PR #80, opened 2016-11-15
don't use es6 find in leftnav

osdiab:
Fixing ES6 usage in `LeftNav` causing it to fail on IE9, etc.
+--
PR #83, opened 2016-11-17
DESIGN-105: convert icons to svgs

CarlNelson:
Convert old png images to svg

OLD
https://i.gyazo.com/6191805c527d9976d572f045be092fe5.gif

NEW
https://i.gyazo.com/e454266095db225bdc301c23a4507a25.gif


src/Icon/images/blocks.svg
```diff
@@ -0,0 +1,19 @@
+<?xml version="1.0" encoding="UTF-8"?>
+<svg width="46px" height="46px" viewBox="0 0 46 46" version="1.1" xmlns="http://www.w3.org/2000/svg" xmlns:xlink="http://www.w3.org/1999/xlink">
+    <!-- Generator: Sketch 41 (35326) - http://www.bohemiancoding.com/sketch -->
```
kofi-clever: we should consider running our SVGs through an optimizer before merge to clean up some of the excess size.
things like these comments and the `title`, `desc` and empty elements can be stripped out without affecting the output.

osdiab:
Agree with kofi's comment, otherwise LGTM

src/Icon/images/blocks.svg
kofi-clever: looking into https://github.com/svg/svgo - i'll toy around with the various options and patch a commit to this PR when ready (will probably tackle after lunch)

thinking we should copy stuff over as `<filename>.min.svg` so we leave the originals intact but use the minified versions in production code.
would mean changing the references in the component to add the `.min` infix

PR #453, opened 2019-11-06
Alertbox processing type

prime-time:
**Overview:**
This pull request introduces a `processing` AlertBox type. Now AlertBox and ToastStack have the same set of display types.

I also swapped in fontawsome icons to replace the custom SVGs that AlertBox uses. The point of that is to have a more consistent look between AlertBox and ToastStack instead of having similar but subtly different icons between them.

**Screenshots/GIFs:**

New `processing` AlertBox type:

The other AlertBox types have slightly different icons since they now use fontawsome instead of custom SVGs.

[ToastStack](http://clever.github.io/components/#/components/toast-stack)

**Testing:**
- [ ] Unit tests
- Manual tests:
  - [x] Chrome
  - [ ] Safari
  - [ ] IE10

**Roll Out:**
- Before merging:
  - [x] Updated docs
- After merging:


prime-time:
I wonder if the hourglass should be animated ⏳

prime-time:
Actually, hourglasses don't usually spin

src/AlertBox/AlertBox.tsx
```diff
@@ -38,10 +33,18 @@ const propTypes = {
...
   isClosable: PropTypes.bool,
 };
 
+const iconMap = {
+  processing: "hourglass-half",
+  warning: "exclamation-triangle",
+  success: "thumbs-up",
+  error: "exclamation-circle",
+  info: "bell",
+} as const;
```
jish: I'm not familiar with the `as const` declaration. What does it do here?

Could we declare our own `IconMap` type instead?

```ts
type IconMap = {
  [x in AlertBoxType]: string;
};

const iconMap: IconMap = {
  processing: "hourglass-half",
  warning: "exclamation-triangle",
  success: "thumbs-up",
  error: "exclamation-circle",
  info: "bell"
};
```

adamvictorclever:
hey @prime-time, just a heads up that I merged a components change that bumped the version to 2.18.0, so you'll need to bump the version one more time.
+--
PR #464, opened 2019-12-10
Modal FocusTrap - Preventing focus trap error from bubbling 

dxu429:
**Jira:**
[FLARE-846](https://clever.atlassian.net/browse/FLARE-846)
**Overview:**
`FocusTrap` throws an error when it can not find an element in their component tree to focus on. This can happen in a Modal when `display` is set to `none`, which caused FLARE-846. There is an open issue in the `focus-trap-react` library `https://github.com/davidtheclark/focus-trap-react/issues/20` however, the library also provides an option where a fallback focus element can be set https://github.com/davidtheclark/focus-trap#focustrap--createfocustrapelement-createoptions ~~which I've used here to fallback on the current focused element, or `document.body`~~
+--
**Exercise brief**
Among the lines above, some may include the string "error"; state how many, and nothing more.

**Solution to this problem**
4